- [ENTRIES SHOWN]
PR #1012, opened 2026-08-28
feat(stc-892): cap VEBO exit requests and transaction gas

chasingrainbows:
## Description

Adds two safeguards for large VEBO exit reports:

- caps a single ejector report at 500 validator exit requests, including forced exits, with the remaining demand deferred to subsequent frames;
- replaces the fixed transaction gas cap with a configurable `TX_GAS_LIMIT`, defaulting to 55,000,000 gas.

Updates the public environment variable documentation and adds unit coverage for both limits.

## Related Issue/Task
- Related task: STC-892
- Epic: N/A

## How Has This Been Tested?
- [x] Local tests (`make test ORACLE_TEST_PATH='tests/modules/ejector/test_ejector.py tests/web3py/test_tx_utils.py -q'`) — 56 passed

## Checklist
- [x] Documentation updated (if required)


README.md
```diff
@@ -273,6 +273,7 @@ In manual mode all sleeps are disabled and `ALLOW_REPORTING_IN_BUNKER_MODE` is T
...
 | `DAEMON`                                                 | If False Oracle runs one cycle and ask for manual input to send report.                                                                                                     | False               | `True`                                       |
 | `TX_GAS_ADDITION`                                        | Used to modify gas parameter that used in transaction. (gas = estimated_gas + TX_GAS_ADDITION)                                                                              | False               | `100000`                                     |
+| `TX_GAS_LIMIT`                                           | Upper bound for the gas of a single transaction. The default is slightly below the mainnet block gas limit.                                                                 | False               | `55000000`                                   |
```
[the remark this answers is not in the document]
chasingrainbows: `.env.example` intentionally holds only the required connection settings - it has no optional tuning vars at all (`TX_GAS_ADDITION`, `CYCLE_SLEEP_IN_SECONDS` and the rest are also absent). The catalog for optional knobs is the README table, where `TX_GAS_LIMIT` is already listed. Adding only this one var to `.env.example` would be inconsistent.

src/modules/oracles/ejector/ejector.py
```diff
@@ -196,13 +197,30 @@ def get_validators_to_eject(
...
+                    'limit': MAX_EXIT_REQUESTS_PER_REPORT,
+                }
+            )
+            # Forced exits have priority, so the demand-based part is trimmed first.
+            forced_validators = forced_validators[:MAX_EXIT_REQUESTS_PER_REPORT]
+            validators_to_eject = validators_to_eject[: MAX_EXIT_REQUESTS_PER_REPORT - len(forced_validators)]
+
+        validators_to_eject.extend(forced_validators)
 
         logger.info(
```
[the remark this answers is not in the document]
chasingrainbows: This field is a diagnostic accumulator of the demand loop - it is compared against the predicted EL balance and it never included forced validators' balances even before this PR. The real report size is visible in `validators_to_eject_count`. Recomputing the total from the final list would change the field's meaning more than the trim does, so keeping it as is.

src/modules/oracles/ejector/ejector.py
```diff
@@ -196,13 +197,37 @@ def get_validators_to_eject(
 
                 if predictable_el_balance + gwei_to_wei(total_balance_to_eject_gwei) >= to_withdraw_amount:
                     break
+
+                if len(validators_to_eject) >= MAX_EXIT_REQUESTS_PER_REPORT:
```
hweawer: I think >

src/variables.py
```diff
@@ -47,6 +47,12 @@
 # In this case the second report will force report finalization and will consume more gas
 TX_GAS_ADDITION: Final = int(os.getenv('TX_GAS_ADDITION', 100_000))
 
+# Upper bound for the gas of a single oracle transaction.
+# The default is slightly below the 60M mainnet block gas limit, so a large report
+# (eg a VEBO exit report near the sanity checker ceiling) still fits in a block.
+TX_GAS_LIMIT: Final = int(os.getenv('TX_GAS_LIMIT', 55_000_000))
```
hweawer: 60M is a block limit - tx limit is 16,7M and it should be default

src/modules/oracles/ejector/ejector.py
```diff
@@ -196,13 +197,37 @@ def get_validators_to_eject(
...
+                    'msg': 'Report is over the max exit requests limit. The rest is reported in the next frames.',
+                    'len': total_requests,
+                    'limit': MAX_EXIT_REQUESTS_PER_REPORT,
+                }
+            )
+            # Forced exits have priority, so the demand-based part is trimmed first.
+            forced_validators = forced_validators[:MAX_EXIT_REQUESTS_PER_REPORT]
+            validators_to_eject = validators_to_eject[: MAX_EXIT_REQUESTS_PER_REPORT - len(forced_validators)]
+
+        validators_to_eject.extend(forced_validators)
```
dgusakov: Can we use `validators_to_eject = forced_validators.extend(validators_to_eject)[:MAX_EXIT_REQUESTS_PER_REPORT]` ?

src/variables.py
dgusakov: Use the exact value from https://eips.ethereum.org/EIPS/eip-7825 - 16,777,216 (2^24)

src/modules/oracles/ejector/ejector.py
```diff
@@ -204,6 +209,16 @@ def get_validators_to_eject(
...
 
+        if len(validators_to_eject) > MAX_EXIT_REQUESTS_PER_REPORT:
+            logger.warning(
+                {
+                    'msg': 'Report is over the max exit requests limit. The rest is reported in the next frames.',
+                    'len': len(validators_to_eject),
+                    'limit': MAX_EXIT_REQUESTS_PER_REPORT,
+                }
+            )
+            validators_to_eject = validators_to_eject[:MAX_EXIT_REQUESTS_PER_REPORT]
```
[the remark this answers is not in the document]
chasingrainbows: The forced-exit priority is already handled by `ValidatorExitIterator`: its sort predicate takes forced validators first inside the demand loop, and `get_remaining_forced_validators` returns only the leftover ones, which are lower priority by design (they are added only when the withdrawal queue is already covered). So the plain tail cut keeps the intended priority order and forced exits cannot be starved by demand-based ones.

src/variables.py
chasingrainbows: Fixed

src/modules/oracles/ejector/ejector.py
chasingrainbows: Raman noted this is already fine - forced go first in the iterator. Reverted the reordering, kept a plain tail cut.

src/variables.py
hweawer: https://github.com/lidofinance/lido-oracle/pull/1012/changes/8ec74e0cece7b4a34292a6447200355dd1e78f1b doesn't show the fix

hweawer (dismissed):

src/modules/oracles/ejector/ejector.py
```diff
@@ -204,6 +215,18 @@ def get_validators_to_eject(
             logger.info({'msg': 'Eject forced to exit validators.', 'len': len(forced_validators)})
             validators_to_eject.extend(forced_validators)
 
+        if len(validators_to_eject) > MAX_EXIT_REQUESTS_PER_REPORT:
+            logger.warning(
+                {
+                    'msg': 'Report is over the max exit requests limit. The rest is reported in the next frames.',
```
dgusakov:
```suggestion
                    'msg': f'Report is over the max exit requests limit. Capping to {MAX_EXIT_REQUESTS_PER_REPORT} exit requests. Dropped requests will be reported in the following frames.',
```

src/modules/oracles/ejector/ejector.py
```diff
@@ -196,6 +197,16 @@ def get_validators_to_eject(
 
                 if predictable_el_balance + gwei_to_wei(total_balance_to_eject_gwei) >= to_withdraw_amount:
                     break
+
+                if len(validators_to_eject) >= MAX_EXIT_REQUESTS_PER_REPORT:
```
F4ever: I propose moving this check into the iterator itself. It should raise `StopIteration` once the limit is reached.

You can check how this was handled before: `srv3.get_remaining_forced_validators` should already know the exact number of validators to return.

Two reasons:

1. We already have a similar limit in the balance iterator, so keeping the count there would be more convenient.
2. `get_remaining_forced_validators` should not iterate more than necessary; otherwise, we should review this function’s performance.

F4ever: use `_get_report_limits` and hardcode limit there with comment that this should be replaced with gloas

chasingrainbows: Done

src/utils/transaction.py
```diff
@@ -33,7 +33,7 @@ def build_transaction_params(w3: Web3, transaction: ContractFunction, account: L
         "nonce": w3.eth.get_transaction_count(account.address),
     }
 
-    if gas := estimate_gas(transaction, account):
+    if (gas := estimate_gas(transaction, account)) is not None:
```
F4ever: Why we comparing to None here?
Seems 0 is non valid value also

src/services/exit_order_iterator.py
F4ever, line 614: Maybe let's move check near balance check. Also it can be moved to separate func.
```
def _check_limits() -> bool:
    count_check = self.ejected_validators_count > self.max_exit_requests_per_report
    balance_check = self.max_current_exit_balance > self.exit_limit_in_gwei

    logger.log(... count_check and balance check)

    return count_check and balance_check
```

F4ever: and reuse in both places.

F4ever (dismissed):

F4ever (dismissed):

hweawer (dismissed):

hweawer (approved):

- [WHAT NEEDS TO BE DONE]
Provide only the number of lines above that contain the word "account".

- [RESULT OF THE TASK]
4